What are the benefits of heart rate training?
- Posted on
- Posted in Cardio
Are you an enthusiastic athlete and do you want to optimise your workouts? Then you cannot avoid using a heart rate monitor. By doing heart rate training, you can keep a close eye on the intensity of your workout. With this, you don't train too lightly, but you also don't go over your limit by working out too intensively.
Why track your heart rate?
Your body always needs oxygen. Your heart ensures that oxygen-rich blood is pumped through the body. The more intense the exercise, the more oxygen your body needs and the harder your heart will pump. Your heart rate is an important indicator of the health of your heart and cardiovascular system, as well as your way of exercising. This is because you train most effectively if you stay within your heart rate zones.If your heart rate is too low then your workouts will not be effective (enough), if you go over the limit of your heart rate zone then you risk overexertion and injury. This has the opposite effect on your training goals because your body needs time to recover from that.
So, a heart rate monitor shows exactly when you are challenging yourself enough or asking too much of your body. This will help you achieve your workout goals.
What are heart rate zones?
Your heart rate is very personal. Not only does your fitness affect your heart rate, other factors also influence the number of beats per minute. Examples include stress, alcohol, but also your physique. Therefore, a heart rate zone is generally expressed as the percentage of your maximum heart rate. We generally distinguish between five heart rate zones.- 1. Very light
This is fifty to sixty per cent of your maximum heart rate. In this zone, you feel like you could go on for hours. It helps you recover from an intense workout and it is good for general health.
- 2. Light
This is sixty to seventy per cent of your maximum heart rate. This is good for your overall stamina and helps burn fat.

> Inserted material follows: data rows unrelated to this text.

PR #3423, opened 2026-06-02
Convert equivalent_identifiers_refresh to a Celery task (PP-1466)

dbernstein:
## Description

Replaces the deprecated `BaseCoverageProvider`-based cron script (`bin/equivalent_identifiers_refresh`) with a native Celery task that uses a Redis set as the incremental work queue.

**New components:**
- `DirtyIdentifierIds` — a persistent Redis set (stable well-known key, no expiry) that tracks which identifier IDs need `RecursiveEquivalencyCache` recomputation. Supports `add`, `pop` (atomic SPOP), `count`, and `add_all_from_db` (full-refresh seeding via `yield_per` + pipeline chunking).
- `refresh_equivalents` module — `process_identifier_ids` (chain expansion + cache refresh), `add_identity_equivalents` (self-reference gap fill), and `refresh_equivalent_identifiers` (synchronous test helper replacing `EquivalentIdentifiersCoverageProvider(db.session).run()`).
- `equivalent_identifiers_refresh` Celery task — acquires a `TaskLock` (keyed on task name, owned by `root_id`) to prevent concurrent runs, pops dirty IDs in batches, calls `process_identifier_ids`, then self-replaces via `task.replace()` until the queue is empty. On failure, re-queues the popped IDs before re-raising so no work is silently lost. `full_refresh=True` seeds the queue from the DB before processing and sets `ensure_identity=True`, which is carried through self-replacements so the missing-self-reference sweep (`add_identity_equivalents`) runs exactly once when the queue drains.

**Updated SQLAlchemy listeners:**
- On `Equivalency` create: push `input_id` and `output_id` to the Redis dirty set.
- On `Equivalency` delete: expand to chain members via `RecursiveEquivalencyCache`, push all affected parent IDs.
- Both listeners catch any exception from the Redis interaction — unavailability is non-fatal and the weekly full refresh recovers any missed IDs.

**Beat schedule** (added to `celery.py`):
- Delta run twice an hour at :05 and :35 past the hour — a no-op (lock acquire + one `SCARD`) when the queue is empty, matching the previous cron cadence.
- Weekly full refresh every Sunday at 3:30 AM (`full_refresh=True`), which re-seeds the queue from the DB before draining, recovering from any Redis drift or missed listener events.

**Removed:**
- `EquivalentIdentifiersCoverageProvider` (`core/equivalents_coverage.py`)
- `EquivalencyCoverageQueries` (`core/query/coverage.py`)
- `EquivalencyCoverageRecord` model class (`sqlalchemy/model/coverage.py`)
- `bin/equivalent_identifiers_refresh`
- Stale cron entry from `docker/services/cron/cron.d/circulation`
- Stale mypy lax-override entry for the deleted module

**DB migration:** drops the `equivalentscoveragerecords` table.

## Motivation and Context

JIRA: PP-1466

The `BaseCoverageProvider` pattern is deprecated and this was one of the last remaining uses of it. Moving to a Celery task with Redis as the work queue removes the DB write overhead for change tracking, provides natural deduplication, and aligns with the established pattern for background work in the codebase.

## How Has This Been Tested?

- New unit tests for `DirtyIdentifierIds`, `refresh_equivalents` utilities, and the Celery task (full run, batching, `full_refresh` flag, failure re-queue, lock contention, Redis failure non-fatal on both create and delete listener paths).
- Shared `RecursiveEquivalencyCache` test fixtures extracted to `tests/fixtures/equivalents.py` and registered in `conftest.py`.
- 4 existing test call sites updated from `EquivalentIdentifiersCoverageProvider(db.session).run()` to `refresh_equivalent_identifiers(db.session)`.
- `mypy` passes with no new issues.
- Full test suite for affected modules passes.
- Manuaully tested locally.
## Checklist


dbernstein:
> ### Details
> #### **Minor**: `src/palace/manager/service/redis/models/dirty_identifiers.py:63-77`
> `add_all_from_db` uses `union` (which forces a DB-side `DISTINCT` — a sort/hash-aggregate over the entire equivalents table before the `yield_per` cursor can stream) even though the destination is a Redis set, where `SADD` already deduplicates. On the weekly full-refresh path against a large equivalents table this is redundant work. Switching to `union_all` lets rows stream immediately and leaves dedup to Redis; to keep the logged count accurate (distinct newly-added IDs rather than rows sent), derive `total` from the `SADD` return value instead of `len(ids)`:
> 

add_all_from_db is a one-shot bulk pre-load that fully completes before the first pop. It's a barrier, not an incremental pipeline — nothing downstream consumes the stream as it arrives, so there's no pipelined overlap to preserve. That removes the main reason streaming would matter, which was the strongest part of the UNION ALL case.

Given that, keeping UNION is the better trade:

Accurate count for free — total += len(ids) is correct because the rows are already distinct. UNION ALL would force the sadd-return-sum change just to keep the log honest.
Less to move — fewer rows DB→app and fewer SADD members, with no streaming benefit forgone.

The only residual cost is a one-time server-side hash/sort during seeding, with a possible work_mem spill on a genuinely huge table — but it's a weekly, off-peak (Sun 3:30 AM) job, so probably not going to be a problem.  If it ever showed up in DB metrics we could bump work_mem for that transaction or revisit UNION ALL then, but there's no reason to pay for that complexity now.

So: I think we should leave add_all_from_db on union. No change.

alembic/versions/20260602_7ae5c2b3cbf3_drop_equivalentscoveragerecords_table.py
```diff
@@ -0,0 +1,85 @@
...
+COVERAGE_STATUS_ENUM_VALUES = (
+    "success",
+    "transient failure",
+    "persistent failure",
+    "registered",
+)
+
+
+def upgrade() -> None:
+    op.drop_table("equivalentscoveragerecords")
```
jonathangreen: Since we run migrations online, we can't immediately drop this table. It must be dropped in a follow up PR that goes in after the release.

src/palace/manager/sqlalchemy/listeners.py
```diff
@@ -179,16 +183,87 @@ def last_update_time_change(target, value, oldvalue, initator):
...
     )
+    # Marking dirty IDs is a best-effort side effect: any Redis problem (the
+    # service being down, or even unconfigured) must never break the equivalency
+    # change itself. The weekly full refresh recovers any IDs missed here.
+    try:
+        DirtyIdentifierIds(container_instance().redis().client()).add(
+            input_id, output_id, *parent_ids
+        )
+    except Exception as e:
+        log.warning(f"Failed to mark dirty identifiers on equivalency delete: {e}")
```
jonathangreen: Minor: Lets add a stack trace here, so we can see a stack trace:

```suggestion
        log.warning(f"Failed to mark dirty identifiers on equivalency delete: {e}", exc_info=True)
```

Nit: I never like swallowing all exceptions like this. It catches so much, but maybe it makes sense inside a listener like this.

src/palace/manager/sqlalchemy/listeners.py
```diff
@@ -179,16 +183,87 @@ def last_update_time_change(target, value, oldvalue, initator):
...
+    """
+    input_id, output_id = _equivalency_identifier_ids(target)
+    # Best-effort side effect — see the delete listener above; a Redis problem
+    # must never break the equivalency creation.
+    try:
+        DirtyIdentifierIds(container_instance().redis().client()).add(
+            input_id, output_id
+        )
+    except Exception as e:
+        log.warning(f"Failed to mark dirty identifiers on equivalency create: {e}")
```
jonathangreen: Minor: Same comment about stack trace as above ☝🏻

tests/fixtures/equivalents.py
```diff
@@ -0,0 +1,40 @@
...
+        return set(rows)
+
+    def drop(self) -> None:
+        """Delete every cache row (to isolate what a refresh recomputes)."""
+        self.session.query(RecursiveEquivalencyCache).delete()
+        self.session.commit()
+
+
+@pytest.fixture
+def recursive_equivalency_cache(
```
jonathangreen, line 37: Minor: I generally only add a new fixture if its something I see being used widely by a lot of test files. Since this seems pretty specific to RecursiveEquivalency and its only used there (from what I see anyway). Maybe it should just live inline in the test file.

jonathangreen (approved):
I approved this one, but there is a test failing that needs to be resolved, and the migration comment needs to be resolved before this gets merged.

alembic/versions/20260602_7ae5c2b3cbf3_drop_equivalentscoveragerecords_table.py
jonathangreen: I added a PR https://github.com/ThePalaceProject/circulation/pull/3459, so we have better documentation of this requirement.

tests/fixtures/equivalents.py
dbernstein: Good call to question it — but this fixture is actually shared by two test files: `tests/manager/sqlalchemy/test_refresh_equivalents.py` (for the `refresh_equivalents` utility functions) and `tests/manager/celery/tasks/test_equivalents.py` (for the Celery task). It was extracted into a shared fixture precisely because an earlier review flagged `_cache_for`/`_drop_cache` as duplicated verbatim across those two files.

Inlining it would either re-duplicate the helper in both files, or create a test-to-test import. I considered merging the two test files so it could live inline in one, but they test different source modules in different packages (`sqlalchemy/refresh_equivalents.py` vs `celery/tasks/equivalents.py`), and merging would break the repo convention that test files mirror the `src/palace/manager` structure.

So I've left it as a shared fixture in `tests/fixtures/` — happy to revisit if you'd prefer one of the alternatives.

alembic/versions/20260602_7ae5c2b3cbf3_drop_equivalentscoveragerecords_table.py
dbernstein: Done — removed the drop-table migration so the table stays this release. One wrinkle worth noting: the PR had also removed the `EquivalencyCoverageRecord` model, and the migration test harness seeds the schema from `Base.metadata` (create_all + stamp head), so with the model gone the existing 2024 migration `8dde64eab209` (which alters `equivalentscoveragerecords` on up/down) made `test_up_down_consistency` fail with `relation "equivalentscoveragerecords" does not exist`. So I've restored `EquivalencyCoverageRecord` as a dormant, table-only model (no behavior — the refresh no longer reads or writes it) to keep the table in the schema. A follow-up PR after the release will remove the model and add the drop migration. Thanks for the #3459 doc reference.

src/palace/manager/sqlalchemy/listeners.py
dbernstein: Done — added `exc_info=True` to both the create and delete listener warnings so a Redis failure logs a full stack trace. (Agreed on the broad `except` being unlovely, but inside a before_flush listener it's deliberate: marking dirty IDs is a best-effort side effect that must never break the equivalency write itself, and the weekly full refresh recovers anything missed.)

This too is a comfort zone.
- 3. Moderate
This is seventy to eighty per cent of your maximum heart rate. This is where you notice that you start taking deeper breaths and it feels like a moderate effort. You improve your aerobic fitness.
- 4. Heavy
This is eighty to ninety per cent of your maximum heart rate. This will improve your endurance and your body will burn more carbohydrates to get energy. You start breathing heavily and clearly feel your muscles.
- 5. Very heavy
This is ninety to one hundred per cent of your maximum heart rate. With this, you improve peak performance. You breathe heavily and it is very tiring for your muscles.
What is your maximum heart rate?
The rule of thumb for calculating your maximum heart rate is 220 minus your age. So if you are 40 years old, that becomes 220 - 40 is 180. With this, you can then calculate the percentage for your heart rate zone.We also always say: listen to your body. Do you have a good heart rate according to the maths but don't feel comfortable with it? Then your body is probably indicating that it doesn't suit you. Are you in doubt about the right heart rate and do you always have a completely different heart rate than the calculation says? If so, always consult a doctor.
What types of heart rate monitors are there?
Now that you know the benefits of tracking your heart rate during your workout, it's time to choose a heart rate monitor. You can wear a heart rate monitor in two different ways: around your arm or as a chest belt.1. Chest belt
This heart rate monitor attaches under your chest. Just set the length right, put it on and train! Chest belts are made of comfortable material for extra comfort. They can connect directly to an exercise bike or other cardio devices, for example. A chest strap with Bluetooth can also share data directly with your tablet, smartwatch or training app.
2. Armband
Some athletes do not like a chest strap and prefer to opt for a heart rate monitor on the arm. The armbelt can also record your cadence, which is the movement you make while walking. With that, the arm strap measures the average number of steps per minute from your cadence (not the concrete number of steps). Furthermore, an arm strap has the same functions as a chest strap.
3. Integrated heart rate sensors
Many cardio trainers have integrated heart rate sensors. The handles measure your heart rate during the workout. This is fine for a standard measure, but for the most accurate heart rate measurement, a chest belt of armband is recommended.
Many cardio trainers have integrated heart rate sensors. The handles measure your heart rate during the workout. This is fine for a standard measure, but for the most accurate heart rate measurement, a chest belt of armband is recommended.
We also distinguish between analog and digital heart rate monitors. Chest belts and armbands can be either analog or digital.
Analog heart rate monitors
An analog heart rate monitor lets you connect to one device at a time, such as your cardio machine, to track your training results. An analog connection has a shorter range, on average 150 centimeters. An analog heart rate monitor is more affordable than a digital one.
Digital heart rate monitors
Digital (Bluetooth) heart rate monitors have a longer range (one and a half metres on average) than analog meters. So, you can walk a little further from your trainer or device without disconnecting. A digital heart rate monitor can connect to multiple devices at the same time, for example to Tunturi Routes on your mobile phone while sharing your training results with your smartwatch. More modern devices such as a smartphone, smartwatch or tablet can often only connect via Bluetooth. So, pay close attention to that if you want to make use of that in your training and have to choose between analog and digital.